Out of the two measures, lfSE performed the best in detecting significant group differences and symptom associations. It was also robust to common sources of variance, which is crucial for mega-analyses, as they often encompass real-world conditions (e.g., use of different scanners, participants with varying medication histories). lfSE may more effectively capture changes in brain dynamics because as a measure of complexity and irregularity^78^, it considers the entire energy distribution across a frequency band. Previous work employing similar methods in other imaging modalities have identified signal irregularity and high signal variance as key features of the psychosis-spectrum^79–82^. Our results, alongside broader literature findings, position lfSE—a standard measure in the EEG literature^24^ and related modalities^78,83–85^—as a valuable index for increased application in fMRI. Future research should apply the lfSE metric under different conditions and test its robustness against different covariates to fully assess its mechanistic insights and resilience to non-interest variance sources.
In contrast, we observed a change in the significance of two group difference pairs in ALFF analyses with and without medication (Table 3). This inconsistency may indicate that ALFF is more susceptible to medication effects, or more specifically, medication effects in mood and psychosis-spectrum disorders. Future studies should further probe ALFF’s sensitivity to medication in other psychiatric populations to confirm.

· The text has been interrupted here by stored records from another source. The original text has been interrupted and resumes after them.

PR #1089, opened 2017-07-18
commands/envelope: Fall back to account for signing key

dcbaker:
If there isn't a key provided as an argument to sign or togglesign, fall
back to using the account of the sending address to determine the key,
otherwise the message will be marked as "to sign", but won't actually be
signed. This is the same type of logic used for sign_by_default.

### DIFF
--- a/alot/commands/utils.py
+++ b/alot/commands/utils.py
@@ -5,6 +5,7 @@ from __future__ import absolute_import
 
 import re
 import logging
+
 from twisted.internet.defer import inlineCallbacks, returnValue
 
 from ..errors import GPGProblem, GPGCode
--- a/alot/commands/envelope.py
+++ b/alot/commands/envelope.py
@@ -16,7 +16,7 @@ from twisted.internet.defer import inlineCallbacks
 
 from . import Command, registerCommand
 from . import globals
-from .utils import set_encrypt
+from . import utils
 from .. import buffers
 from .. import commands
 from .. import crypto
@@ -26,6 +26,7 @@ from ..errors import GPGProblem
 from ..helper import email_as_string
 from ..helper import string_decode
 from ..settings import settings
+from ..settings.errors import NoMatchingAccount
 from ..utils import argparse as cargparse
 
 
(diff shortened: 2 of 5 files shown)


pazz:
I like it. On a side node regarding the new `else` clause:
Maybe we should add a dedicated methon in `Envelope` or a related utility class that extracts a suitable accound from an envelope's From-header. The following code is already replicated in `alot.commands.envelope`:

```python
_, saddr = email.Utils.parseaddr(msg.get('From', ''))
account = settings.get_account_by_address(saddr)
if account is None:
    if not settings.get_accounts():
        ui.notify('no accounts set', priority='error')
        return
    else:
        account = settings.get_accounts()[0]
```

Since `db.envelope.Envelope` already refers to the settings manager internally, this could simply be a new Envelope method I believe.

dcbaker:
I think the helper is a good idea. I put it in utils instead of the Envelope class, I just couldn't justify why it should be in that class other than that it would be convenient, so I made it a utils helper. It's part of this series now.

dcbaker:
bump

alot/commands/utils.py
```diff
@@ -90,3 +96,27 @@ def _get_keys(ui, encrypt_keyids, block_error=False, signed_only=False):
                 continue
         keys[crypto.hash_key(key)] = key
     returnValue(keys)
+
+
+def get_account_by_address(addr, return_default=False):
+    """Get an account given and address.
```
pazz: type *an ?

alot/commands/utils.py
```diff
@@ -90,3 +96,27 @@ def _get_keys(ui, encrypt_keyids, block_error=False, signed_only=False):
...
+
+    :param str addr: The address to get an account for.
+    :param bool return_default: If true returns the first account if no account
+        can be found matching the addr.
+    :raises `~alot.errors.NoMatchingAccount`: If return_default if false and no
```
pazz: typo `s/if/is/`

dcbaker:
I've extended the Manager method with the return_default keyword and updated tests and documentation accordingly.

dcbaker:
thanks! merged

This study has several strengths. We combined distinct diagnoses into broader groupings (e.g., mood and psychosis-spectrum disorders), which may better reflect the dimensional nature of disorders and allow datasets with different diagnostic criteria to be combined in a mega-analysis. We also used two spectral measures, including lfSE (which is uncommon in fMRI analysis). It also has several limitations. First, participants were assumed to exclusively have mood or a psychosis-spectrum disorder. However, comorbidities are common, and individuals could belong in multiple groupings ^86^. Second, we focus on measures that compress brain dynamics into a single number. More complex summaries of dynamic measures^87^ may prove to be more sensitive and is a natural next step. Third, although we identify associations with symptoms scores, causality cannot be established.
Through a mega-analysis, we investigated group differences using spectral measures of brain dynamics in mood and psychosis-spectrum disorders. Our approach revealed distinct brain signal properties in addition to shared characteristics between the two patient groups. Future studies should continue to elucidate common denominators as well as diagnosis-, symptom-, and individual-specific brain deviations that build on top of disorder commonalities. Better characterization of shared brain features, and disorder specific deviations could pave the way towards plausible prevention and tailored treatment efforts.